包厢内是传统的圆桌,因为人不少的缘故,居然也就是堪堪坐下。

枣芩右边是褚风,他们一进来就坐在了一起,枣芩有些局促挨着褚风。他左边的位置是空的,似乎不太受欢迎。他们一个个落座,就剩下了宋呈和那个消毒水味的青年。

枣芩感觉不太妙,想叫一下对方,又不知道他叫什么,口罩下的嘴巴张了张又合上。

下一秒,那青年就走去枣芩斜对面的空位置坐下,宋呈就只剩下了枣芩左侧的座位。

枣芩:……

菜都还没上,从他们插科打诨的对话中,枣芩知道他们刚开完会,便顺路一起来吃饭。对面认识枣芩的那个青年叫江士修,和他是同一个学校的,在学校里也算知名。

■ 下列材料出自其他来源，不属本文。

PR #2655, opened 2024-04-16
Implement `input(prompt)`

kmr-srbh:


kmr-srbh:
@Shaikh-Ubaid , there is a small issue occurring here. Because we are directing calls to `FileRead`, `input()` itself is not having a return type and value. So, an expression like `n: i32 = i32(int(input("Enter a number: "))))` leads to an exception. A simple program:
```python
name: str = input("Your name: ")
print("Hello,", name)
```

菜接连不断上了,摆了一大桌。枣芩才想起来解开围巾和口罩,褚风自然伸手接过,随手放到一旁去。

转个头的功夫,一个个都明里暗里盯上了枣芩。

枣芩睫毛垂着,手指拿起筷子,就近夹了一块豆腐放在自己碗里,不知道自己脸上被口罩和围巾闷得微红,嘴唇更是……

枣芩张着嘴要吃那块豆腐,察觉到大家的视线,又放下,“呃、怎么了?”

隔得老远,江士修黑框眼镜下的眼睛眯起来,平静陈述:“你的嘴,有点肿。”

枣芩睁大眼睛,下意识抿住唇,转向褚风。

褚风说了今天就不会难受了,他确实不疼,可他早上没仔细看镜子,不知道还肿着。

褚风心情好了很多,眉梢挑了下。枣芩转向他的动作太过自然亲近,谁都会知道这是他留下的痕迹。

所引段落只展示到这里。